Opt Lett. 2013 Nov 15;38(22):4919-22. doi: 10.1364/OL.38.004919.
We analyze microparticle dynamics within a "perfect" vortex beam. In contrast to other vortex fields, for any given integer value of the topological charge, a "perfect" vortex beam has the same annular intensity profile with fixed radius of peak intensity. For a given topological charge, the field possesses a well-defined orbital angular momentum density at each point in space, invariant with respect to azimuthal position. We experimentally create a perfect vortex and correct the field in situ, to trap and set in motion trapped microscopic particles. For a given topological charge, a single trapped particle exhibits the same local angular velocity moving in such a field independent of its azimuthal position. We also investigate particle dynamics in "perfect" vortex beams of fractional topological charge.
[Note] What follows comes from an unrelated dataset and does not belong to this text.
PR #4237, opened 2023-10-22
Update libs.versions.toml

dead-drago:


Konicai:
These versions aren't valid and these dependencies are usually only bumped we add support for new versions anyway.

This light field may be applied for novel studies in optical trapping of particles, atoms, and quantum gases.
我们分析了“完美”涡旋光束中的微粒子动力学。与其他涡旋场不同,对于给定的拓扑电荷的整数,“完美”涡旋光束具有相同的环形强度分布,其峰值强度的半径固定。对于给定的拓扑电荷,该场在空间中的每一点都具有明确定义的轨道角动量密度,与方位角位置无关。我们实验创建了一个完美的涡旋,并在现场进行了修正,以捕获和移动被困的微观粒子。对于给定的拓扑电荷,单个被捕获的粒子在这种场中表现出相同的局部角速度,而与它的方位角位置无关。我们还研究了分数拓扑电荷的“完美”涡旋光束中的粒子动力学。这种光场可应用于粒子、原子和量子气体的光阱的新研究。